=== EXERCISE ===
The line with "constructor a common" marks where to begin. Please copy it and each line after it to the end of the records below, exactly.

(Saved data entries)

======

PR #14573, opened 2020-05-09
Improve CSRF validation errors

markstory:
Improve the CSRF token validation errors with the aims of helping reduce confusion for application developers and end users.


src/Http/Middleware/CsrfProtectionMiddleware.php
```diff
@@ -272,7 +272,10 @@ protected function _validateToken(ServerRequestInterface $request): void
             return;
         }
 
-        throw new InvalidCsrfTokenException(__d('cake', 'Missing CSRF token body'));
+        throw new InvalidCsrfTokenException(__d(
+            'cake',
+            'Missing or invalid CSRF token. A CSRF token could not be matched in either the request body or request headers.'
```
othercorey, line 277:
```suggestion
            'CSRF token from either the request body or request headers did not match or is missing.'
```

PR #14574, opened 2020-05-09
Consolidate logging formatting for query logging

markstory:
Move context formatting out of LoggedQuery::__toString() and leverage the new log formatting that has been added to 4.1. This is a small behavior change but not an API breaking one in my opinion.

### DIFF
--- a/src/Database/Log/QueryLogger.php
+++ b/src/Database/Log/QueryLogger.php
@@ -35,6 +35,7 @@ class QueryLogger extends BaseLog
     public function __construct(array $config = [])
     {
         $this->_defaultConfig['scopes'] = ['queriesLog'];
+        $this->_defaultConfig['connection'] = '';
 
         parent::__construct($config);
     }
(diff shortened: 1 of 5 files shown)


src/Database/Log/QueryLogger.php
```diff
@@ -44,10 +44,13 @@ public function __construct(array $config = [])
...
-            'debug',
-            'connection=' . $this->getConfig('connection', '') . ' ' . (string)$context['query'],
-            ['scope' => $this->scopes() ?: ['queriesLog']]
-        );
+        $context['scope'] = $this->scopes() ?: ['queriesLog'];
+        $context['connection'] = $this->getConfig('connection');
+
+        if ($context['query'] instanceof LoggedQuery) {
+            $context = $context['query']->getContext() + $context;
+            $message = 'connection={connection} duration={took} rows={numRows} ' . $message;
```
othercorey, line 52: Does this print `connection={connection}` if the connection name context isn't set?

markstory: Yes.

dereuromark: Maybe it should be empty string.

markstory: :+1: Added a default value for connection.

PR #14575, opened 2020-05-10
Fix form-urlencoded PUT bodies not working in tests

### LINKED ISSUE #14565: PUT Request with x-www-form-urlencoded header has no data on IntegrationTest
This is a (multiple allowed):

* [x] bug

* CakePHP Version: 3.5.18
* Platform and Target: Only Integration Test class which extends IntegrationTestCase. this issue not happen on product.

### What you did
I tried to test PUT Request which change user data by Integration Test.
```php
class ChangeUserDataApiTest extends IntegrationTestCase
{
    public function testPut()
    {
        $this->configRequest([
            'headers' => [
                'Accept' => 'application/json',
                'Content-Type' => 'application/x-www-form-urlencoded',
            ],
        ]);

        // user cookie
        $this->cookie('hoge', 'hoge');
        $this->cookieEncrypted('fuga', 'fuga');

        $this->put('/change-user-data-api', ['name' => 'test']);

        $this->assertResponseCode(204);
    }
}
```

### What happened
this test failed and return 500 status code.

I injected following code in controller which I try to test.
```php
var_export($this->request->getData());
```

I expected that `array ('name' => 'test' )` is printed, but `array()`.

this not reproduced on product code. only Integration Test.

I want to test PUT request with `x-www-form-urlencoded` header.
I expected that `ServerRequest::getData()` return second argument of `$this->put` on Integration Test.

markstory:
When using application/www-form-urlencoded content type request bodies are expected to be present in the input stream. Propagate the input data through the request factory so that the stream is in the correct state during ServerRequest's constructor.

Fixes #14565

### DIFF
--- a/src/Http/ServerRequestFactory.php
+++ b/src/Http/ServerRequestFactory.php
@@ -49,6 +49,7 @@ abstract class ServerRequestFactory implements ServerRequestFactoryInterface
      * @param array $body $_POST superglobal
      * @param array $cookies $_COOKIE superglobal
      * @param array $files $_FILES superglobal
+     * @param string $input php://input Used to stub request streams in testing.
      * @return \Cake\Http\ServerRequest
      * @throws \InvalidArgumentException for invalid file values
      */
@@ -57,7 +58,8 @@ abstract class ServerRequestFactory implements ServerRequestFactoryInterface
         ?array $query = null,
         ?array $body = null,
         ?array $cookies = null,
-        ?array $files = null
+        ?array $files = null,
+        ?string $input = null
     ): ServerRequest {
         $server = normalizeServer($server ?: $_SERVER);
         $uri = static::createUri($server);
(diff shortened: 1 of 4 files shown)


src/Http/ServerRequestFactory.php
```diff
@@ -79,6 +81,7 @@ public static function fromGlobals(
             'base' => $uri->base,
             'session' => $session,
             'mergeFilesAsObjects' => Configure::read('App.uploadedFilesAsObjects', true),
+            'input' => $input,
```
ADmad, line 84: This create merge conflict with `4.next` since this is how passing input stream data is handled there
https://github.com/cakephp/cakephp/blob/b1436bf69b40cda9ec7bfcdae2a68406e7d7d998/src/Http/ServerRequestFactory.php#L82

src/Http/ServerRequestFactory.php
```diff
@@ -57,7 +58,8 @@ public static function fromGlobals(
         ?array $query = null,
         ?array $body = null,
         ?array $cookies = null,
-        ?array $files = null
+        ?array $files = null,
+        ?string $input = null
```
ADmad, line 62: Should we be changing constructor signature in patch releases?

PR #14811, opened 2020-07-19
Use postgresql 9.6 for travis builds

othercorey:
With github actions running latest postgresql, we should try testing on the minimal version supported since 9.6 is still more popular.

### DIFF
--- a/.travis.yml
+++ b/.travis.yml
@@ -8,6 +8,9 @@ services:
   - postgresql
   - mysql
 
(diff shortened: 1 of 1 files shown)


dereuromark:
or even both maye?

othercorey:
I don't know how to run both on travis. 9.6 has the same features as 11 for cakephp. It should be the same coverage.

PR #14813, opened 2020-07-20
Made Http\Client accept url without // and scheme

CauanCabral:
Before 4.0 release, I can use url on `Http\Client` only with DNS ou IP address, but if I do the same now, I'll get a domain with 3 slashes (`///example.com`).

This make Client BC with 3.x releases.

### DIFF
--- a/tests/TestCase/Http/ClientTest.php
+++ b/tests/TestCase/Http/ClientTest.php
@@ -175,6 +175,15 @@ class ClientTest extends TestCase
                 ],
                 'protocol relative url',
             ],
+            [
+                'http://example.com/test.html',
+                'example.com/test.html',
+                [],
+                [
+                    'scheme' => 'http',
+                ],
+                'url without any prefix',
+            ],
         ];
     }
 
--- a/src/Http/Client.php
+++ b/src/Http/Client.php
@@ -512,7 +512,10 @@ class Client implements ClientInterface
         if ($options['port'] && (int)$options['port'] !== $defaultPorts[$options['scheme']]) {
             $out .= ':' . $options['port'];
         }
-        $out .= '/' . ltrim($url, '/');
+        if ($options['host'] !== null) {
+            $out .= '/';
+        }
+        $out .= ltrim($url, '/');
 
         return $out;
     }


CauanCabral:
Build fail from phpstans is not related.

tests/TestCase/Http/ClientTest.php
```diff
@@ -175,6 +175,15 @@ public static function urlProvider()
...
                 'protocol relative url',
             ],
+            [
+                'http://example.com/test.html',
+                'example.com/test.html',
+                [],
+                [
+                    'scheme' => 'http',
+                ],
+                'url without any prefix',
```
ADmad, line 185: Why should URLs without any protocol be allowed when require even explicitly specifying URL with relative protocol using the `protocolRelative` option?

If we accept this patch then we should get rid of `protocolRelative` option too and implicity check if URL starts with `//`.

dereuromark: In which case this would then rather target 4.2+

ADmad: I would rather treat arguments without any protocol as relative paths only as it's currently done.

ADmad: Also the `buildUrl()` method seems to be public only for testing convenience. I don't see why a user would need to use that method directly.

CauanCabral: @ADmad thats not a case of using `buildUrl()` directly, I just traced where the extra slash have been put on a code.

I thought its a BC-break, but giving a better look at both versions and my differents environments - they works (or doesn't works) equal - so, I will close that PR.

Just to clarify what I want:

> Define into `Client` constructor a common base point to next calls (like Guzzle support), example:

```php
$c = new Client(['host' => 'https://example.com/subproject/api/']);

$response = $c->get('/status');
// should call https://example.com/subproject/api/status
// actually call http://https://example.com/subproject/api//status
```

Implicit inferring the scheme of host is just a part of it (in the example, use 'example.com/subproject/api/').

I know this not correct place to put it, but supporting that is wanted at framework?

ADmad: You can open a separate issue/PR regarding the ability to set a base path for the requests so you don't have to misuse the `host` option.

======

=== YOUR RESPONSE ===
> Define into `Client` constructor a common base point to next calls (like Guzzle support), example:

```php
$c = new Client(['host' => 'https://example.com/subproject/api/']);

$response = $c->get('/status');
// should call https://example.com/subproject/api/status
// actually call http://https://example.com/subproject/api//status
```

Implicit inferring the scheme of host is just a part of it (in the example, use 'example.com/subproject/api/').

I know this not correct place to put it, but supporting that is wanted at framework?

ADmad: You can open a separate issue/PR regarding the ability to set a base path for the requests so you don't have to misuse the `host` option.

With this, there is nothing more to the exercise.